A população que passou pelo Ginásio Djalma Nunes Santos, em Girau do Ponciano, durante a 9ª edição do Governo Presente, pôde conhecer melhor os trabalhos artesanais produzidos pelos reeducandos na Fábrica de Esperança, localizada no sistema prisional alagoano. Através do projeto, a Secretaria da Ressocialização e Inclusão Social (Seris) utiliza o trabalho como uma importante ferramenta ressocializadora.

Entre os objetos expostos estavam desde artigos para o lar até peças de vestuário. Jogos de madeira, caixas porta-treco, baús, roupas, toalhas e caminhos de mesa são alguns dos produtos confeccionados pelos custodiados nas oficinas, utilizando técnicas como decoupagem, marchetaria e marcenaria artesanal.

A Gerência de Produção, Educação e Laborterapia da Seris é o setor responsável por viabilizar o material necessário para a produção das peças, capacitar os reeducandos e levar os produtos para exposição e comercialização em feiras de artesanato. Os recursos adquiridos com as vendas são dirigidos ao Fundo Penitenciário e revertidos para os projetos ressocializadores no cárcere.

“O artesanato representa a materialização de um trabalho de ressocialização. É uma forma de mostrar que é possível produzir materiais de boa qualidade no sistema prisional e de prestar contas à sociedade.

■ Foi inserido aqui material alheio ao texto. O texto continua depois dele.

PR #900, opened 2019-09-23
Scope repo path with account seed

asutula:
This is step 1 for supporting account switching/log out

### DIFF
--- a/core/cafes_test.go
+++ b/core/cafes_test.go
@@ -15,36 +15,36 @@ import (
 )
 
 var cafeVars = struct {
-	nodePath string
-	cafePath string
+	nodeInitConfig InitConfig
+	cafeInitConfig InitConfig
 
 	node *Textile
 	cafe *Textile
 
 	token string
 }{
-	nodePath: "./testdata/.textile3",
-	cafePath: "./testdata/.textile4",
+	nodeInitConfig: InitConfig{
+		BaseRepoPath: "./testdata/.textile3",
+		Debug:        true,
+	},
+	cafeInitConfig: InitConfig{
+		BaseRepoPath: "./testdata/.textile4",
+		Debug:        true,
+		SwarmPorts:   "4001",
+		CafeApiAddr:  "0.0.0.0:5000",
+		CafeURL:      "http://127.0.0.1:5000",
+		CafeOpen:     true,
+	},
 }
 
 func TestCore_SetupCafes(t *testing.T) {
 	var err error
-	cafeVars.node, err = CreateAndStartPeer(InitConfig{
-		RepoPath: cafeVars.nodePath,
-		Debug:    true,
-	}, true)
+	cafeVars.node, err = CreateAndStartPeer(cafeVars.nodeInitConfig, true)
 	if err != nil {
 		t.Fatal(err)
 	}
 
-	cafeVars.cafe, err = CreateAndStartPeer(InitConfig{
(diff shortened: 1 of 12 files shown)


core/core.go
```diff
@@ -119,9 +119,19 @@ var ErrStarted = fmt.Errorf("node is started")
...
+// RepoPath returns the actual location of the configured repo
+func (conf InitConfig) RepoPath() string {
+	return path.Join(conf.BaseRepoPath, conf.Account.Seed())
+}
+
+// RepoExists return whether or not the configured repo already exists
+func (conf InitConfig) RepoExists() bool {
+	return fsrepo.IsInitialized(conf.RepoPath())
+}
+
```
asutula: These methods for `InitConfig` provide a way to get the full repo path (base path + seed) and check if the repo is initialized already. Equivalent methods exist in the mobile module.

core/test_utils.go
```diff
@@ -14,15 +14,16 @@ import (
 )
 
 func CreateAndStartPeer(conf InitConfig, wait bool) (*Textile, error) {
-	_ = os.RemoveAll(conf.RepoPath)
-
 	conf.Account = keypair.Random()
+
+	_ = os.RemoveAll(conf.RepoPath())
```
asutula: repo path is derived from the account, so we need to move this until after the account is created

core/core.go
```diff
@@ -53,7 +53,7 @@ const kSyncAccountFreq = time.Hour
 type InitConfig struct {
 	Account         *keypair.Full
 	PinCode         string
-	RepoPath        string
+	BaseRepoPath    string
```
asutula: Now called `BaseRepoPath` to denote that it's not the actual repo path, but used as a base location. Actual location is determined by account seed.

mobile/mobile.go
```diff
@@ -92,6 +95,16 @@ type Mobile struct {
...
+// RepoPath returns the actual location of the configured repo
+func (conf InitConfig) RepoPath() string {
+	return path.Join(conf.BaseRepoPath, conf.Seed)
+}
+
+// RepoExists return whether or not the configured repo already exists
+func (conf InitConfig) RepoExists() bool {
+	return fsrepo.IsInitialized(conf.RepoPath())
+}
+
```
asutula: Similar updates to the mobile module. I considered proxying through to the core version of `InitConfig` so that `path` and `fsrepo` packages wouldn't have to be imported in the mobile module, but it makes the mobile API nastier because these methods would have to return `(<value>, error)` instead of a single value. Not worth it.

repo/init.go
```diff
@@ -135,7 +135,7 @@ func checkWriteable(dir string) error {
 
 	if os.IsNotExist(err) {
 		// dir doesnt exist, check that we can create it
-		return os.Mkdir(dir, 0775)
+		return os.MkdirAll(dir, 0775)
```
asutula: This was necessary in order to create the parent dir which is the account seed.

core/cafes_test.go
```diff
@@ -15,36 +15,36 @@ import (
...
+	cafeInitConfig InitConfig
 
 	node *Textile
 	cafe *Textile
 
 	token string
 }{
-	nodePath: "./testdata/.textile3",
-	cafePath: "./testdata/.textile4",
+	nodeInitConfig: InitConfig{
```
sanderpick: Nice!

PR #903, opened 2019-09-25
Scope repo with account address instead of seed

asutula:


mobile/mobile.go
```diff
@@ -96,13 +93,50 @@ type Mobile struct {
 }
 
 // RepoPath returns the actual location of the configured repo
-func (conf InitConfig) RepoPath() string {
-	return path.Join(conf.BaseRepoPath, conf.Seed)
+func (conf InitConfig) RepoPath() (string, error) {
```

É fundamental que as pessoas conheçam as ações que estão da Seris”, explica a gerente de Educação, Produção e Laborterapia, agente penitenciária Andréa Rodrigues.

O artesão e instrutor das oficinas da Fábrica de Esperança, Josivaldo Augusto, fala sobre a surpresa da população ao constatar a qualidade dos produtos confeccionados no sistema prisional. “Essa é uma ótima oportunidade de apresentar o trabalho e tirar dúvidas do público. A riqueza nos detalhes das peças de fato desperta a curiosidade e encanta os apreciadores da arte”, disse.